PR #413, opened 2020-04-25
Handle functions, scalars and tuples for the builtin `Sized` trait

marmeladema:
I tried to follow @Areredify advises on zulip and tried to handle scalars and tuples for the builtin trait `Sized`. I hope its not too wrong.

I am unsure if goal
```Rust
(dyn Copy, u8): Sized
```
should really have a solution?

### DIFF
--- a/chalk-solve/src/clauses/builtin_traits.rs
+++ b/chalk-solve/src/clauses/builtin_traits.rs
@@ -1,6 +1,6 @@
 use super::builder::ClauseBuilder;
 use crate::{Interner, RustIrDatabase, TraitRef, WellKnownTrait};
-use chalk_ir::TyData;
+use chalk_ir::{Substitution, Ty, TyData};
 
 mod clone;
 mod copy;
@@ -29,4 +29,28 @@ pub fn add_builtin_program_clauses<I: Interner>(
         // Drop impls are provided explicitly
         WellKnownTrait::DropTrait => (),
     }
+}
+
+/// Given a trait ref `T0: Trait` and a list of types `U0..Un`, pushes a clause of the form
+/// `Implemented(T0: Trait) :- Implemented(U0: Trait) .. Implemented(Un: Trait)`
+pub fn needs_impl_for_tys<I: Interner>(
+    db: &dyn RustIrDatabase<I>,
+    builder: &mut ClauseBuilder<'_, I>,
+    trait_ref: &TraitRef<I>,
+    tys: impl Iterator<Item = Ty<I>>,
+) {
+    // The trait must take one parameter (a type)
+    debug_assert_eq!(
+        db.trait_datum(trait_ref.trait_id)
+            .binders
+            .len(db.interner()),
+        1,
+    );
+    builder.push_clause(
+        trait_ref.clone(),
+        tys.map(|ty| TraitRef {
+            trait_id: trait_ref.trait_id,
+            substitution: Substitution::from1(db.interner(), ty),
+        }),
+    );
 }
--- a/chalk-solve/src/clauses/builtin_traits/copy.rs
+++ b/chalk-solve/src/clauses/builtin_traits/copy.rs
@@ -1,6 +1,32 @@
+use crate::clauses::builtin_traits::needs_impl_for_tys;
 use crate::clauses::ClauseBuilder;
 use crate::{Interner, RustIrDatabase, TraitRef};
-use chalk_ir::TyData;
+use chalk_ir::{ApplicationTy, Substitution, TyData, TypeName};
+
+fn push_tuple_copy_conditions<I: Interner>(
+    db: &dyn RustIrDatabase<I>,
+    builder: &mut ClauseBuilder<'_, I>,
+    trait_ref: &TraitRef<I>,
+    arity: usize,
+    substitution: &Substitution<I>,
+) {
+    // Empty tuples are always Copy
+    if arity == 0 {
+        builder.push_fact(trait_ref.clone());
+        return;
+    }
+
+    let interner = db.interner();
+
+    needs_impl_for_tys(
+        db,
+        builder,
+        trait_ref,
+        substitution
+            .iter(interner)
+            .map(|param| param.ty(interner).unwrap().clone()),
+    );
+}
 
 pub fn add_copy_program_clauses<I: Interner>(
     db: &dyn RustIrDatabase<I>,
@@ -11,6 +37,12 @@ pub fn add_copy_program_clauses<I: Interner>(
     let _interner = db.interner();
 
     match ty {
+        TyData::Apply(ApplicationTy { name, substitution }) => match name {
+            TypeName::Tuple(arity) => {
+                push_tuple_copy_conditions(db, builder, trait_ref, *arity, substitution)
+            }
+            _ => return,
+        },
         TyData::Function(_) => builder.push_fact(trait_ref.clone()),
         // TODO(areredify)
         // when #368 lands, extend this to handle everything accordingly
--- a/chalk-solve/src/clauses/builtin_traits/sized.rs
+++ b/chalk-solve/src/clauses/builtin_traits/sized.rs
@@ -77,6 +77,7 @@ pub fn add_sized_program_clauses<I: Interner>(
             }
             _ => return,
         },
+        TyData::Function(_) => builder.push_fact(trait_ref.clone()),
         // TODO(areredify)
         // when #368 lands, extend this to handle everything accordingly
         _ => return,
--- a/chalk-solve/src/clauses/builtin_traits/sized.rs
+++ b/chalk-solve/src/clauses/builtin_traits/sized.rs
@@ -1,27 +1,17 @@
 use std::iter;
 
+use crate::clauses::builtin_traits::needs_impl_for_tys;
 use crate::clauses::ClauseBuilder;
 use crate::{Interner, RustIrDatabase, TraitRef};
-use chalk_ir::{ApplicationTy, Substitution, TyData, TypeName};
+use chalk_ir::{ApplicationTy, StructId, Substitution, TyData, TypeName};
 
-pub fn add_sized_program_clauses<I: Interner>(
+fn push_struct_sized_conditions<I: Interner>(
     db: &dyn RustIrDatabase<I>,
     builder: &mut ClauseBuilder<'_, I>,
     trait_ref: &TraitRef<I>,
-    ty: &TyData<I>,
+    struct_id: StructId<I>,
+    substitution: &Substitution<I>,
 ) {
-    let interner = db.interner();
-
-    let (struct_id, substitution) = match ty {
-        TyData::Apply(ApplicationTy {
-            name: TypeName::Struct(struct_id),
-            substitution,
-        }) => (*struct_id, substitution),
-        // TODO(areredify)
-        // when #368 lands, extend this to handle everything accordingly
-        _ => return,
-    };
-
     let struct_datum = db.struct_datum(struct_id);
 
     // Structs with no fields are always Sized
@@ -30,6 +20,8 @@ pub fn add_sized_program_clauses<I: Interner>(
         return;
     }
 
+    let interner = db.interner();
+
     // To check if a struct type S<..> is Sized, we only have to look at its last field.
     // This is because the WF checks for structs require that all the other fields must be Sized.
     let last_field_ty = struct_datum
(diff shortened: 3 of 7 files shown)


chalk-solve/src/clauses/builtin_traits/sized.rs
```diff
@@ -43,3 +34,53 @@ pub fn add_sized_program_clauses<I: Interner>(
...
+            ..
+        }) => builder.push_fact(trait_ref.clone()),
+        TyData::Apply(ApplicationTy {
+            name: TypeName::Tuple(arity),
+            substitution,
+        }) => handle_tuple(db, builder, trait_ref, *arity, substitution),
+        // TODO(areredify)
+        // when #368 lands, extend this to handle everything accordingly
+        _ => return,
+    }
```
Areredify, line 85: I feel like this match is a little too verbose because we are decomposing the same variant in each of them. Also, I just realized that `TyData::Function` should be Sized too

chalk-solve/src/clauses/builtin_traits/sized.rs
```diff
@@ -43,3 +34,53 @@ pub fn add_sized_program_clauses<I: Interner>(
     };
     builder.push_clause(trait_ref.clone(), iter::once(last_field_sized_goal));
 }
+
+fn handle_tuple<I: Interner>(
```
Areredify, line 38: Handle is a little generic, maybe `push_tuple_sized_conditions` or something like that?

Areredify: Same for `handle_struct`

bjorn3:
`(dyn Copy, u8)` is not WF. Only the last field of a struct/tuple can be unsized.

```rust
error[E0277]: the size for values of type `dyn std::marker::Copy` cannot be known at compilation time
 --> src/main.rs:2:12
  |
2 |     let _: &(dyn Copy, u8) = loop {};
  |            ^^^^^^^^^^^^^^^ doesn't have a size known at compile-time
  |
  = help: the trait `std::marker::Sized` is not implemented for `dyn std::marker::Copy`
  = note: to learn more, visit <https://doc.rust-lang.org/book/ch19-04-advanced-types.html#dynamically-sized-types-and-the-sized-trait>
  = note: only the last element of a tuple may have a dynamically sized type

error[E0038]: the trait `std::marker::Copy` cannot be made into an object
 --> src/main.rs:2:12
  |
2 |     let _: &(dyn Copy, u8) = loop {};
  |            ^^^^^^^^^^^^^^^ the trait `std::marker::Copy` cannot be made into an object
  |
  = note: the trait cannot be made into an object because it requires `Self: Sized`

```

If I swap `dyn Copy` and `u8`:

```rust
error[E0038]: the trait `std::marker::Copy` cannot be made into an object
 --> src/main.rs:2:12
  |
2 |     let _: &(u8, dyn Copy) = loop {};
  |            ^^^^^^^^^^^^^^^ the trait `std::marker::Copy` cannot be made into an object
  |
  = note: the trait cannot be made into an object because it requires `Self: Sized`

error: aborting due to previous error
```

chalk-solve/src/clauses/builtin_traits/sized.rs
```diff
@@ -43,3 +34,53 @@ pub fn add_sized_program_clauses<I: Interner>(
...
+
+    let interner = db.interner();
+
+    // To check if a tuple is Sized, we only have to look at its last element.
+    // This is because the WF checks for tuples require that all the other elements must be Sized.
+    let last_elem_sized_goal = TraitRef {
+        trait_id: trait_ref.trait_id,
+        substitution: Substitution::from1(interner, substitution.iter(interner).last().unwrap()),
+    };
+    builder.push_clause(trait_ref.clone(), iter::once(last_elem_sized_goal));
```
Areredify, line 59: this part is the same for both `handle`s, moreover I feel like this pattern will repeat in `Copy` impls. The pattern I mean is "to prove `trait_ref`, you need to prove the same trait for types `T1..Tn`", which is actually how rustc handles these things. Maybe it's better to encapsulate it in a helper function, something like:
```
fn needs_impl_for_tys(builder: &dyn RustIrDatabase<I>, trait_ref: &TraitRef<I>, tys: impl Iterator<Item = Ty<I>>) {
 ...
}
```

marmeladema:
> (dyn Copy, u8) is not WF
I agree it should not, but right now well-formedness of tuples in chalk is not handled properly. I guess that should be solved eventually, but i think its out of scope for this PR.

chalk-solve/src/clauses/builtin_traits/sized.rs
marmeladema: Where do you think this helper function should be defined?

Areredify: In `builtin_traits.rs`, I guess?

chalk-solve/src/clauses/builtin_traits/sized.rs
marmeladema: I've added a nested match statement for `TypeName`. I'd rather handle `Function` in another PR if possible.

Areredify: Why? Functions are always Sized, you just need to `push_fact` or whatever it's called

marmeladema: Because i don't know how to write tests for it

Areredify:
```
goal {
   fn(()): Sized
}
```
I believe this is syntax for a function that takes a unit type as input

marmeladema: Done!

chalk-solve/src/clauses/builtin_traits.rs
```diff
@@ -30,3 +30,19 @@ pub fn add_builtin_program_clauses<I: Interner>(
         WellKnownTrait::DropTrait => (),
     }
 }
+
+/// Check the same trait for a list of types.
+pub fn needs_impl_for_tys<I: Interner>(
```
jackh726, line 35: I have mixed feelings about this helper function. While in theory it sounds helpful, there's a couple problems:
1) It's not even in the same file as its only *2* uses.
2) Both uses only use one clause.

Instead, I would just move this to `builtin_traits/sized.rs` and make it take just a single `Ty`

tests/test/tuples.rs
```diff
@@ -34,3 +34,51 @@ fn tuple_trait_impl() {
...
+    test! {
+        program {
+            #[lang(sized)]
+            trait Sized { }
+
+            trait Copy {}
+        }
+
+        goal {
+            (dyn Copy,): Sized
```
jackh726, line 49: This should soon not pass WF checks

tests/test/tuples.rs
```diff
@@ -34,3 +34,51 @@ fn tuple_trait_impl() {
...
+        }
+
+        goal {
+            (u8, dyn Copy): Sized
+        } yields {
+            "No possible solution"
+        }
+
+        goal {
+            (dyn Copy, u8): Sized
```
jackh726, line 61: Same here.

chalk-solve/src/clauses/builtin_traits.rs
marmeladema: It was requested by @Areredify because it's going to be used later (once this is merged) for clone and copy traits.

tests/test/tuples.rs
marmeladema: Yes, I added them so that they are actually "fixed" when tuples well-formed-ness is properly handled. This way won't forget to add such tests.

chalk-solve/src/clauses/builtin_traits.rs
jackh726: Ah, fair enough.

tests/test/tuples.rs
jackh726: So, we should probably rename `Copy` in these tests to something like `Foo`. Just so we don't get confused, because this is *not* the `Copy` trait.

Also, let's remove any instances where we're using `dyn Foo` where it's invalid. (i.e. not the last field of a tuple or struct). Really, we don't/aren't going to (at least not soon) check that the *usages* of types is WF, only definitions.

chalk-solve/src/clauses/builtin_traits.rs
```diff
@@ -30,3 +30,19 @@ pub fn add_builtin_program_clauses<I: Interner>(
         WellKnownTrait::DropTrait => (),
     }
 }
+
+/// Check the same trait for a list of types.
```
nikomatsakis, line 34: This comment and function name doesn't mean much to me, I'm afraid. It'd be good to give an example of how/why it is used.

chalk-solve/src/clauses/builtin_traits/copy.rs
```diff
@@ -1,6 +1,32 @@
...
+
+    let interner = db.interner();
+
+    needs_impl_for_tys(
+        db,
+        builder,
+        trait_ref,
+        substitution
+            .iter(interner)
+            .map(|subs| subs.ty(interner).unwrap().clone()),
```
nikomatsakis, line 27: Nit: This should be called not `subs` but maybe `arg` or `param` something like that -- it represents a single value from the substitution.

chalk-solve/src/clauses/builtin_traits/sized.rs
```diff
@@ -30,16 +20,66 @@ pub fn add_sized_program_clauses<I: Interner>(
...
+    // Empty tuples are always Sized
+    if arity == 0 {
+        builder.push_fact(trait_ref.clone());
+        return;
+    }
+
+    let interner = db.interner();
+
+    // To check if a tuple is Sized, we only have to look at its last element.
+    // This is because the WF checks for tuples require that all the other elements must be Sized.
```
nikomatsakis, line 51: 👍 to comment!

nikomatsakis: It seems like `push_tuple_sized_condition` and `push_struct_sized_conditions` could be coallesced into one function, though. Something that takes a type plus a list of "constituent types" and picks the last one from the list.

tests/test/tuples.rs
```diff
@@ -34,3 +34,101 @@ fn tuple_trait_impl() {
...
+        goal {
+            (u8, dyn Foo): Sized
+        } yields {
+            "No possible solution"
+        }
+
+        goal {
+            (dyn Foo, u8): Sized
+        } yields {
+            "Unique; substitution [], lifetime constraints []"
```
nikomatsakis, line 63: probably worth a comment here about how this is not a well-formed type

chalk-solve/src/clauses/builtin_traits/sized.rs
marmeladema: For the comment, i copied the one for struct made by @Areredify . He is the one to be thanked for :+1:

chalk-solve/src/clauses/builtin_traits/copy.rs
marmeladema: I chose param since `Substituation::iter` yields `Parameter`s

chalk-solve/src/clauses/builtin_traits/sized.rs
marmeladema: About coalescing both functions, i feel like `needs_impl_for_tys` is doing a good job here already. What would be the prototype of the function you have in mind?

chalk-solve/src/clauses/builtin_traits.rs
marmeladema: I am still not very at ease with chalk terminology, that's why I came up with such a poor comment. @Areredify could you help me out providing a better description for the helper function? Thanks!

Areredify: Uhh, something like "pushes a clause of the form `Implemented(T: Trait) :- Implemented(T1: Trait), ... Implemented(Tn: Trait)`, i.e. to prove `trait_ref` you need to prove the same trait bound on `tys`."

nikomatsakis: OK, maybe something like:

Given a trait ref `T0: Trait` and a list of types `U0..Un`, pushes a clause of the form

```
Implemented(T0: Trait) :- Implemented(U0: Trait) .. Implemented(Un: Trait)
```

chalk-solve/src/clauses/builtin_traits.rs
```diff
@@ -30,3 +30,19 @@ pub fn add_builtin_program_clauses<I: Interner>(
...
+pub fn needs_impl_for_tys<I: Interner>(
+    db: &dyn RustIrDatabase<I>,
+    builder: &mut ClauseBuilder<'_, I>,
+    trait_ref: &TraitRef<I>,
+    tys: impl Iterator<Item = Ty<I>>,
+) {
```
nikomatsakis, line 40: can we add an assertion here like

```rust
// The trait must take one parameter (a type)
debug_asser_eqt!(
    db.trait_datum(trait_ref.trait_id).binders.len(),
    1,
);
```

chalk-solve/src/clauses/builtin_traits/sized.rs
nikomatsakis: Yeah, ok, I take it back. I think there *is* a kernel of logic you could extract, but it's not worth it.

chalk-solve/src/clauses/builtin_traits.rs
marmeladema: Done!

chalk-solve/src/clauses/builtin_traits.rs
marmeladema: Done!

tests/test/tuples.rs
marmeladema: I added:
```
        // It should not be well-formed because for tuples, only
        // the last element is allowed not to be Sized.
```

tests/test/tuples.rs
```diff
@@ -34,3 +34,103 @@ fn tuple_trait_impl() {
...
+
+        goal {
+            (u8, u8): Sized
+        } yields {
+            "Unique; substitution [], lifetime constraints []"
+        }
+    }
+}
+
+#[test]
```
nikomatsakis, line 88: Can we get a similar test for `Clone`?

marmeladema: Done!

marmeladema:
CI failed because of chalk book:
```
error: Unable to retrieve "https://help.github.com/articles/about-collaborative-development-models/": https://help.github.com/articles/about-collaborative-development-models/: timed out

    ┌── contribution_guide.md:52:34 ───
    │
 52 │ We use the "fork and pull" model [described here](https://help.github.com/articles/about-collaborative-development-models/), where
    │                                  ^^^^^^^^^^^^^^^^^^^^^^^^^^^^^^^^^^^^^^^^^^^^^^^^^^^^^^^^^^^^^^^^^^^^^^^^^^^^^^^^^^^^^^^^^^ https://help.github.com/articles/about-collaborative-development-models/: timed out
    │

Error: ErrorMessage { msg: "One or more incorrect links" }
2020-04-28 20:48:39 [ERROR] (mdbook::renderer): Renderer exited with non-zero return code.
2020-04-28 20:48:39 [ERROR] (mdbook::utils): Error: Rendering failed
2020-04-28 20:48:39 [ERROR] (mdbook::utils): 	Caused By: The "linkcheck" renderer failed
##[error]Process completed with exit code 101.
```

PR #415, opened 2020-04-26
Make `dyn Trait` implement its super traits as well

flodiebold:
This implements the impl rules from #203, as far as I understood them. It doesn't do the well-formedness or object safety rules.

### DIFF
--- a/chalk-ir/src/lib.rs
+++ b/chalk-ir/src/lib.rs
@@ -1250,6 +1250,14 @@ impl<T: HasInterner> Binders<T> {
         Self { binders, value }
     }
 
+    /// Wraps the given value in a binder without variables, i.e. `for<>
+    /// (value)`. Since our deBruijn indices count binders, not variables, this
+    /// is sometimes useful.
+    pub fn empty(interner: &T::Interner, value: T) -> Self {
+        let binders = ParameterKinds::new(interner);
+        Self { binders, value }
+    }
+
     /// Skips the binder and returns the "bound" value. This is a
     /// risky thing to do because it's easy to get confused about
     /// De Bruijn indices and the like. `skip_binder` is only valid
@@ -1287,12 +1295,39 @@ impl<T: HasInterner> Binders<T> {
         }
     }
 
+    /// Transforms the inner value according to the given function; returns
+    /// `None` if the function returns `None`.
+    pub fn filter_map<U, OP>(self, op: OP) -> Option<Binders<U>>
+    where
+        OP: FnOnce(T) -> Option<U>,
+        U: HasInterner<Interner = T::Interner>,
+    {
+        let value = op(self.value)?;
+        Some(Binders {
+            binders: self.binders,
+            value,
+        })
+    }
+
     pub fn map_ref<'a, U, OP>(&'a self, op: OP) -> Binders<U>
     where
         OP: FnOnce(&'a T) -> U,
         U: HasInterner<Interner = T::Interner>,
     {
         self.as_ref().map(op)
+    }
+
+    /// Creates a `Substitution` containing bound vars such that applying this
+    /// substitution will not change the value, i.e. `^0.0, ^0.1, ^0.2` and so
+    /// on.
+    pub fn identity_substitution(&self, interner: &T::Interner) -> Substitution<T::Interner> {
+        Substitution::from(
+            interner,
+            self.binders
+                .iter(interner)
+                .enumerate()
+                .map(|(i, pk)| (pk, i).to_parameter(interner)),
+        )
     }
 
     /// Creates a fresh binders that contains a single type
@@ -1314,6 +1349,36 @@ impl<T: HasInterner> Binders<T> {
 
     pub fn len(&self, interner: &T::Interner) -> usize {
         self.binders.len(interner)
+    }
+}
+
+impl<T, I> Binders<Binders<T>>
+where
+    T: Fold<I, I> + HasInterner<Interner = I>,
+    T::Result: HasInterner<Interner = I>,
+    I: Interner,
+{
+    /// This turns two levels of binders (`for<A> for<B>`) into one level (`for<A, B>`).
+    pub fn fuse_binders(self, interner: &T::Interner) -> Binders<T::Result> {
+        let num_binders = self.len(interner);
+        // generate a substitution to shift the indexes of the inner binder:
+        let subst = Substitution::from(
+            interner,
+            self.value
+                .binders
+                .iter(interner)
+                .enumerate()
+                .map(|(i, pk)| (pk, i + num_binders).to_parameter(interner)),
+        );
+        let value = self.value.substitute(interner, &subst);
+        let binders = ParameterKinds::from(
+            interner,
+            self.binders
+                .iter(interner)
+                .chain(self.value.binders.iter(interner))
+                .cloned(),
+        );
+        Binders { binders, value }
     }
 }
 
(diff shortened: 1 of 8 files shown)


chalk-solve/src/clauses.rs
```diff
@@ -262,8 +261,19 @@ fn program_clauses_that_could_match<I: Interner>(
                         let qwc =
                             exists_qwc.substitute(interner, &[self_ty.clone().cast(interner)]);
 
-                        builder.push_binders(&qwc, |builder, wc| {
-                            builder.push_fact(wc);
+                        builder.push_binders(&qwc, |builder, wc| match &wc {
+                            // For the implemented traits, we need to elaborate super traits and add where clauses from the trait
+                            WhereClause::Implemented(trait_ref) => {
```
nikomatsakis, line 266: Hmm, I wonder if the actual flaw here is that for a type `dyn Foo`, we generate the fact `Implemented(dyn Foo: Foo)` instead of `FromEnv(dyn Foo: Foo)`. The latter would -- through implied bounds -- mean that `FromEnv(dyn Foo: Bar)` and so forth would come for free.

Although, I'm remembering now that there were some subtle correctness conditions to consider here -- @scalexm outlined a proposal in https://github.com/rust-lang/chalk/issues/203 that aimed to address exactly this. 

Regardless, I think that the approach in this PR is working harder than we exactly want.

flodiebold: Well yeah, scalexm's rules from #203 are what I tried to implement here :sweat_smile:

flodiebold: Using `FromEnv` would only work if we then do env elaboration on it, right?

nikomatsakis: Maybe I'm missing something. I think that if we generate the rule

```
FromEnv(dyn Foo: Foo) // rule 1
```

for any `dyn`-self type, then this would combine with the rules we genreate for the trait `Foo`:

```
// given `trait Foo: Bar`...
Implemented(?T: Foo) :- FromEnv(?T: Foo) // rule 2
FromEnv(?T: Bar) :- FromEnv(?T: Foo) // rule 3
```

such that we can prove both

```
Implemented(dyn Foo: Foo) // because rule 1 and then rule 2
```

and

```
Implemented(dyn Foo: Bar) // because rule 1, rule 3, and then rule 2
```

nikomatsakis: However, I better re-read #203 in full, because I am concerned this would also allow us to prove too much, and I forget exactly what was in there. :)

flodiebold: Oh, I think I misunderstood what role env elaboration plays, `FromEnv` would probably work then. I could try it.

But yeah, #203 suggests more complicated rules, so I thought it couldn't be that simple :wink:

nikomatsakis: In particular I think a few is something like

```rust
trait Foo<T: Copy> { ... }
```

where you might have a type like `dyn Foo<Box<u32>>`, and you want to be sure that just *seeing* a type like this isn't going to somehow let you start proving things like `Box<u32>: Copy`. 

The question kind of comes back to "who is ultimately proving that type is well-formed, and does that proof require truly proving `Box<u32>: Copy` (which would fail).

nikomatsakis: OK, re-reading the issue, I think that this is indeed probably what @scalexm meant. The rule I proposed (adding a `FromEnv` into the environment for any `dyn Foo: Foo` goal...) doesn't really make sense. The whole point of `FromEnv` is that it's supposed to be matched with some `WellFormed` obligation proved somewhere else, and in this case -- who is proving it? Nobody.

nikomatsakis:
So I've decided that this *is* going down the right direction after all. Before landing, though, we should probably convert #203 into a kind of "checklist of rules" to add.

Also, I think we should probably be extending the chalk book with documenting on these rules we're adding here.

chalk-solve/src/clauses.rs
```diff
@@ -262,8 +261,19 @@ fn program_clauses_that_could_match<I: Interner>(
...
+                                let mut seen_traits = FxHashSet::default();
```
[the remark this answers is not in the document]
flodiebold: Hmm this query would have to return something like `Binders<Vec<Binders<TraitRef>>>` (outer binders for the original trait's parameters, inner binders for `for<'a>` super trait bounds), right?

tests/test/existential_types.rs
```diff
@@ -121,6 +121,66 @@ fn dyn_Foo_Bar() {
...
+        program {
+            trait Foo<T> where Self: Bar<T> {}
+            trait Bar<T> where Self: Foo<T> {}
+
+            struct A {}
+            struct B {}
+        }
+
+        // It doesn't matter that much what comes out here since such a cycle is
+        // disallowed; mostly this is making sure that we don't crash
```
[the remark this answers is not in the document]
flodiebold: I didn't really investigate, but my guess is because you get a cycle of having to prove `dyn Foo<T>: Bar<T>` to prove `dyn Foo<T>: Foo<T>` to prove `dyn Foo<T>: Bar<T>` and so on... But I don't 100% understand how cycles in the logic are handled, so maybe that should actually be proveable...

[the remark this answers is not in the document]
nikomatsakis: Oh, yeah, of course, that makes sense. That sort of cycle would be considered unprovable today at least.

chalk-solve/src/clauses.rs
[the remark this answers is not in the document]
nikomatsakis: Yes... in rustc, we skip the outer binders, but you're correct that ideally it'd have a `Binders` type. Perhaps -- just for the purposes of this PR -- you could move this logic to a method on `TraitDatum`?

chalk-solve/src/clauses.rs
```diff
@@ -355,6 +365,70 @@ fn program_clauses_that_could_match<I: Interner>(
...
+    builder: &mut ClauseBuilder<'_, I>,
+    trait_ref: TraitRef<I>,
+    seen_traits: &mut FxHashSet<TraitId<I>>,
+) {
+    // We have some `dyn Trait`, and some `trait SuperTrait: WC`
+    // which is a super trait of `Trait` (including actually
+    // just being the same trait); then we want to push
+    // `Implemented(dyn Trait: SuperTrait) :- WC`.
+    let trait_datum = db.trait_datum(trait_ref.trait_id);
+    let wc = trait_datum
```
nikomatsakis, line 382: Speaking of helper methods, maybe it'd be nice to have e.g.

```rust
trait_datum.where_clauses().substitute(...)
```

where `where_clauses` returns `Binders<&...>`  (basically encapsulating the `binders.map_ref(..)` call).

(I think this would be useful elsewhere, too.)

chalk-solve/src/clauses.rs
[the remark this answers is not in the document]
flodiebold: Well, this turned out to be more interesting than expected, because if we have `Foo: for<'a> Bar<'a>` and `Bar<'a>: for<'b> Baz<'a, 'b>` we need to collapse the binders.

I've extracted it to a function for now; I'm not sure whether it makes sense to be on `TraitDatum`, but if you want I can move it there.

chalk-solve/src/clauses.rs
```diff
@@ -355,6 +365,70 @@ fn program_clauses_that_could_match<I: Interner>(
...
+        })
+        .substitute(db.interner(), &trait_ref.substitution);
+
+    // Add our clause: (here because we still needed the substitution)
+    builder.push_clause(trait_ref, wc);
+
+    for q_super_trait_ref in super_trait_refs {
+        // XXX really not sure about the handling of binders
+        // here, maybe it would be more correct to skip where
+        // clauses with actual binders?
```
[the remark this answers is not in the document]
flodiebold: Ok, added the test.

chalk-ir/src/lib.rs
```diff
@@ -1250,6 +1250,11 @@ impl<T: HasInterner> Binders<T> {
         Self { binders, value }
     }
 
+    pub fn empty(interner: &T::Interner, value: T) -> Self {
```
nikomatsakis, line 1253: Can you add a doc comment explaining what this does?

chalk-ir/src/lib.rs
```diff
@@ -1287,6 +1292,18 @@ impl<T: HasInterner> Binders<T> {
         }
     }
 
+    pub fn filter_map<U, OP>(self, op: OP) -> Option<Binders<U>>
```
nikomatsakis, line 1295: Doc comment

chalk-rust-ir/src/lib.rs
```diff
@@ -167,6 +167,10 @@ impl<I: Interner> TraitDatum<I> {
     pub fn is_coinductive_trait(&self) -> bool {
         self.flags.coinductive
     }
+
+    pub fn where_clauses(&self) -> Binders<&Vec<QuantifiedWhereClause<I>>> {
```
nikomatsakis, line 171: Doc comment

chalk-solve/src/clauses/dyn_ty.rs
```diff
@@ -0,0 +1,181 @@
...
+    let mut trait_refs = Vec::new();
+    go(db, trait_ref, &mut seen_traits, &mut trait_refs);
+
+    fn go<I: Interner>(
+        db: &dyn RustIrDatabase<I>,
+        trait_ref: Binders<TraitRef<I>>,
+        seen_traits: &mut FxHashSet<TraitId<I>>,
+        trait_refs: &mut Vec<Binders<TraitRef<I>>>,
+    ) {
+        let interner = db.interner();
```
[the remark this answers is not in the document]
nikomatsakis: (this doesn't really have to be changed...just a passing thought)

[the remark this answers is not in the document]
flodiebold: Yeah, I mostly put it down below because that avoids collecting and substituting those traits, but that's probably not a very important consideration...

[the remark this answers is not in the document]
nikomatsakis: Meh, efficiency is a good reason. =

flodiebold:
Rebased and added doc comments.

--*--

Problem description:
Return every line of the listing that has the word "pushes" in it.

Answer for this exercise:
+/// Given a trait ref `T0: Trait` and a list of types `U0..Un`, pushes a clause of the form
Areredify: Uhh, something like "pushes a clause of the form `Implemented(T: Trait) :- Implemented(T1: Trait), ... Implemented(Tn: Trait)`, i.e. to prove `trait_ref` you need to prove the same trait bound on `tys`."
Given a trait ref `T0: Trait` and a list of types `U0..Un`, pushes a clause of the form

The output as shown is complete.